Nancy Hohmann, M.A.T.'70, is out riding her horse.

Nancy Hohmann

nancy_hohmann.jpgNancy Hohmann, M.A.T.'70, remembers fondly the two summers she spent working as a horseback-riding counselor at a now-closed Vermont camp for special needs children.

"Those summers had a deep influence on me," she says. So deep, in fact, that decades later, after a long career as a foreign language teacher, Hohmann finds herself working in a remarkably similar setting. She discovered Riding to the Top, a therapeutic riding center in Windham, Maine, in 2004 when researching volunteer opportunities in her area. "I was seeking a worthwhile retirement career," she says. After volunteering for two years, she became certified by the North American Riding for the Handicapped Asscociation (NARHA), just a couple of months prior to her retirement.

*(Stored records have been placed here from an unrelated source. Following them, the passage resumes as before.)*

PR #143552, opened 2026-09-10
refactor(config): derive install record types from schemas

RomneyDa:
## Summary

- derive generic and plugin install-record types from their canonical Zod schemas
- keep internal schema shapes private
- preserve the existing passthrough persisted-record codec

## Why

Install source, trust, artifact, marketplace, and accepted-capability fields were declared independently in runtime schemas and TypeScript contracts. This makes the validated persisted schema the single owner and removes 57 production lines.

## Compatibility and upgrade proof

Persisted field keys, validators, defaults, normalization, serialization, and exported type names are unchanged. The existing `.passthrough()` parser preserves unknown fields across cold reload and upgrade, and the installed-index reader continues consuming that same parser.

## Validation

- 66 focused normalization, persistence, capability, and commit tests
- core and test typechecks
- Plugin SDK declaration generation
- export-name collision guard
- full `pnpm check:changed`
- P0–P2 autoreview: scoped clean

Production diff: **+13 / −70 (net −57 LOC)**

PR #143551, opened 2026-09-10
refactor(config): derive sandbox settings from schemas

RomneyDa:
## Summary

- move Docker, Browser, and Prune sandbox schemas into a leaf ownership module
- derive their authoring contracts from that canonical leaf
- retain SSH as an explicit SecretInput authoring contract and preserve doctor-only `enableNoVnc`

## Why

The sandbox validator repeated large handwritten TypeScript contracts. Leaf schema ownership removes 94 production lines without introducing a config-runtime import cycle.

## Compatibility

Docker keeps its normalized string `setupCommand`, Browser retains legacy `enableNoVnc`, SSH keeps SecretInput authoring values, and resolved runtime sandbox types remain separate.

## Validation

- 126 focused config, doctor, Docker, Browser, and SSH tests
- core and all test-type shards
- Plugin SDK declaration generation
- runtime and static import-cycle guards
- full `pnpm check:changed`
- P0–P2 autoreview: scoped clean

Production diff: **+179 / −273 (net −94 LOC)**

PR #143895, opened 2026-09-10
docs(plugins): correct stale discovery alias and Claude bundle capability claims

vincentkoc:
Two lower-confidence observations from an earlier audit round, tested against source before touching anything. Both held; both were doc defects, not code defects.

## 1. `docs/plugins/architecture-internals/provider-hooks.md` — the `discovery` alias

The page claimed:

> - `discovery` still works as a legacy alias, but emits a deprecation warning
> - if both `catalog` and `discovery` are registered, OpenClaw uses `catalog` and emits a warning

Both statements were true once and are false now.

The alias existed on `ProviderPlugin` as `discovery?: ProviderPluginDiscovery`, and `src/plugins/provider-validation.ts` really did emit both warnings — `provider "<id>" uses deprecated discovery; use catalog` and `provider "<id>" registered both catalog and discovery; using catalog`. All of it was deleted in **c7e7ac2728917f085aff0ad50755fd39aa57f2b3** — *refactor: remove expired plugin compatibility surfaces (#111451)*, 2026-07-19 — which also dropped `resolveProviderCatalogHook`'s `?? provider.discovery` fallback and the `prefers catalog over discovery when both exist` test.

On `main` today:

- `src/plugins/provider-discovery.ts:24-26` — `resolveProviderCatalogHook` returns `provider.catalog`, full stop
- `grep -rn "discovery?:" src/plugins/provider-plugin.types.ts` — no matches
- neither warning string exists anywhere in `src/`, `packages/`, or `extensions/`

So a provider plugin that still registers `discovery` publishes no catalog rows **and** is told nothing about why. The page now says that, which is the part a plugin author actually needs. The `augmentModelCatalog` bullet is untouched — `provider-plugin.types.ts:454-456` still marks it `@deprecated` in favour of `registerModelCatalogProvider`.

## 2. `docs/plugins/bundles.md` — Claude `agents` and `outputStyles`

The page listed Claude `agents` and `outputStyles` under **"Detected but not executed"**, described as "recognized and shown in diagnostics, but OpenClaw does not run them".

The observation that prompted this was that `isBundleCapabilitySupported` returns `true` for both. That alone would not have settled it, so here is what `true` means: its two callers are `inspectBundlePluginArtifact`, which sorts capabilities into `mapped` vs `unavailable`, and `recordBundleDiagnostics`, which emits `bundle capability detected but not wired into OpenClaw yet: <capability>` for exactly the `false` ones. `true` *is* the "wired" side — it is the negation of the doc's category, not a weaker sense of "supported".

And the loading path agrees. `src/plugins/bundle-manifest.ts:427-433`:

```ts
const skillRoots = resolveClaudeComponentPaths(raw, "skills", params.rootDir, ["skills"]);
const commands = resolveClaudeComponentPaths(raw, "commands", params.rootDir, ["commands"]);
const agents = resolveClaudeComponentPaths(raw, "agents", params.rootDir, ["agents"]);
const outputStyles = resolveClaudeComponentPaths(raw, "outputStyles", params.rootDir, ["output-styles"]);
const skills = mergeBundlePathLists(skillRoots, commands, agents, outputStyles);
```

`agents/` and `output-styles/` go into the manifest's `skills` list by the same call that puts `commands/` there — and the page already documented `commands/` as a supported skill root. `src/plugins/bundle-claude-inspect.test.ts:170` asserts `skills: ["skill-packs", "extra-commands", "agents", "output-styles"]`, and `bundle-capability-support.ts:16-17` states the split in a comment: Claude merges agent directories into the runtime skill roots, Cursor detects `.cursor/agents` and never loads it.

So the Cursor row in that list is correct and stays. The Claude row loses `agents` and `outputStyles`, and they move to the supported table, the skill-content bullets, and the Claude bundle accordion. `output-styles/` is also added to the manifestless default layout, where it was missing.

The transition from teaching to therapeutic riding is a natural one for Hohmann, seeing as the latter combines her love of teaching with her lifelong love of horses. And her past career comes into play often.

"In every facet of teaching at Riding to the Top, I am aided by my public school experience," she says. "Every public school teacher needs a plan A and a kit with plans B, C, D, and sometimes E at the ready. ... With horses, volunteers, and weather conditions affecting the challenged rider/learner at all times, a toolkit of alternative things to do and the flexibility to respond immediately are extremely important."

Riding to the Top welcomes riders with various conditions -- including epilepsy, Asperger syndrome, physical abnormalities, and emotional issues, to name a few -- and Hohmann approaches each with a unique plan and perspective. For all riders she writes behavioral goals and develops lesson plans that will help her to challenge them to meet their potentials. But she is quick to point out that it is the students who truly make their own success. "Mostly, I just get out of the way and let the magic happen," she says.

An example of this magic occurred with a young epileptic rider whose severe learning disabilities in math were causing her problems in learning certain rhythms and routines. "One lesson, I suggested she bring some music and we would work out a freestyle program she could ride to the music," Hohmann says. "She arrived the next week, put a song in the CD player, and proceeded to ride a perfectly choreographed program, stopping in the center of the arena precisely as the music ended. I have never figured out how she did that."

Despite her many success stories, Hohmann reacted with "total disbelief" when she learned that she had been named the 2009 National Instructor of the Year by NARHA. "Winning the regional award was a pretty big surprise, but winning the national was amazing," she says. "It is both humbling and gratifying to know I am making a difference."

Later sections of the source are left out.